Quicksort, binary search and linear search performance - far from what you believe

When to sort then binary search and when to do linear search?

We can all agree that binary search is faster than linear search – at least in general and if the searched array size is large enough. This means that everyone who learned the following equation will prefer to use binary search to linear search:

log(N) < N/2

And here is a good example when a nice education background may distort your decision: there are ample cases when in practice the above does not hold true!

In theory

To compare linear search to binary search, it makes sense to compare the sorting then searching to simply linear search. Let’s assume number of searches on an N sized array is K. In this case the following equations should be compared:

To get K results from an array:
  With sort and binary search time: N * log(N) + K * log(N)
  With linear search time: K * (N/2)

Looking at the above the sort/binary search is definitely not always smaller than linear search. Generally speaking, if your number of searches (K) is small enough, it does not make sense to sort and binary search: just do brute force linear searches on the array.

Do a little math on paper and calculate the inequality of the above equations (on a fixed N what is the minimum number of K searches to make the binary search faster than linear).

In practice

The problem with any kind of searches and sorts is that they are not optimal and require external function call whereas linear search is almost always done in place (or the compiler compiles our 3 lines of code into an inline function).

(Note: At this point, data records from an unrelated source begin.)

PR #22481, opened 2025-03-06
Accessibility improvements

schrd:
### What does this PR do?
Improves accessibility of BBB for screen reader users:

- add headings to chat and shared notes panels so screen reader users can navigate to them
- remove double button roles for menu buttons

### Motivation

BBB should be the number 1 virtual class room and videoconferencing software for everyone.

### How to test

- open either chat or shared notes panel
- in screen reader open the navigate by headings tool
- see the added navigation entry

### More

I hope I caught all cases where children of `BBBMenu` are not a `<button>` element.


antobinary:
Thank you!

> BBB should be the number 1 virtual class room and videoconferencing software for everyone.

:heart:  !!!



I will push a commit in a moment, tweaking a bit the indentation and changing `class` to `className` and we should be good to go!

KDSBrowne (approved):

PR #22590, opened 2025-03-07
Fix captions getting stuck and showing with wrong timing

lfzawacki:
This fixes several problems with the captions UI elements:

- We need to respect the captionLimit value from settings.yml properly, it should show the last 'N' captions when we split it in too many elements
- Sometimes the browser will throw speech recognition errors and/or end the transcription because of inactivity. We detect those cases and restart the transcription


bigbluebutton-html5/imports/ui/components/audio/audio-graphql/audio-captions/service.ts
```diff
@@ -35,7 +37,21 @@ export const splitTranscript = (obj: Caption) => {
...
+  let i = 0;
+  return transcripts.map((t) => {
+    i += 1;
+
+    return {
+      ...obj,
+      captionText: t,
+      // if messages where split the captions will have a 'part' id
+      captionId: `${obj.captionId}-${i}`,
+      };
```
ramonlsouza, line 53:
```suggestion
    };
```

PR #22592, opened 2025-03-07
Fix(html5): Rtt error when trying to register instability on network

Tainan404:
### What does this PR do?
This PR fixes an issue where, during client instability, an attempt to register the event in local history could fail. The issue occurred because the function used to calculate RTT did not verify whether user data was available, leading to null values in function calls. I resolved this by moving the data fetching outside the component, ensuring user data is available before starting the RTT calculation.

Although it is an error log, a failure would not cause any harm to the client's usability (like a crash). The only affected component would be the connection status modal, where the "My logs" tab would not display local logs if the client was completely offline.

### Closes Issue(s)
No issue opened.

### How to test
- Join a meeting
- Open devtools 
- Navigate to Network tab 
- On throttling dropdown Select 3G

### More
Before: 
Screenshot from 2025-03-07 20-09-12

After:
Screenshot from 2025-03-07 20-12-29

### DIFF
--- a/bigbluebutton-html5/imports/ui/components/connection-status/component.jsx
+++ b/bigbluebutton-html5/imports/ui/components/connection-status/component.jsx
@@ -145,6 +145,16 @@ const ConnectionStatusContainer = () => {
   }
 
   if (error) {
+    connectionStatus.setSubscriptionFailed(true);
+    logger.error(
+      {
+        logCode: 'subscription_Failed',
+        extraInfo: {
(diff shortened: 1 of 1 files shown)


gustavotrott:
Working well in my tests.
I can no longer reproduce `rtt_failed_to_register_user_history`  error with this PR.

Related #22362

gustavotrott (approved):

PR #22624, opened 2025-03-10
fix(whiteboard): Lock selected tool to prevent automatic switching to select mode

KDSBrowne:
### What does this PR do?
Sets `isToolLocked` to `true` on the toolbar using the tldraw `updateInstanceState`. This prevents the selected tool from automatically reverting to the selection mode after a shape is drawn.

lock-tools-by-default

### Motivation
Once a tool is selected, it should remain active until manually changed, rather than automatically switching back to select mode after each drawing action which was creating problems for some.


antonbsa:
I believe we should keep selecting the `Note` shape - with a similar behavior to the text shape (select tool > apply > type)


https://github.com/user-attachments/assets/80590b3b-e501-426b-8952-1779e2dbfb67

antobinary:
Re-requesting @antonbsa 's review now that we're using tldraw's alpha.29.

antonbsa (approved):
tested and working properly! LGTM

_additional point: selecting `Frame` could also not be locked by default (like text shapes), but this can be done in a separate PR_

gustavotrott:
What if we add a config to disable it?  
Tldraw and Excalidraw, for example, don’t enable locking by default — probably because most users don’t want it, otherwise it would be the default.

PR #22628, opened 2025-03-10
fix(chat): Use message id as key

JoVictorNunes:
### What does this PR do?

Chat message elements are using timestamps as React keys. Use the message id instead.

So, in practice that minimum K searches can be even further away from each other than what a pure mathematical approach would suggest. In practice, there are cases when binary search never catches up with linear search! Before reading the measurement results, please have a guess: at what array size does it makes absolutely no sense to sort and binary search instead of doing linear search? Well, for an array size of 1 it is true. How about bigger arrays? 10 maybe 100? Guess then read on!

Setting up measurements

To measure the performance of both approaches I created a routine that probes the times of searches: if linear is faster, increase the number of searches on the same array, giving a chance for the binary search to catch up (and eliminate the handicap of sorting).

The first probe was a single search (K=1) then increasing it by 5% all the time (1.05^X). On small numbers this gives a very precise guess while on larger numbers it’s increasing aggressively to finally reach a limit (a slight ‘bug’ is that on the first run it will re-try with the very small previous values a few times: it will try 1 for 9 times, 2 for 10 times, 3 for 5 times… It’s small performance drawback which did not really needed to be fixed as all further probes would be retried as: 1.05^(X*0.8))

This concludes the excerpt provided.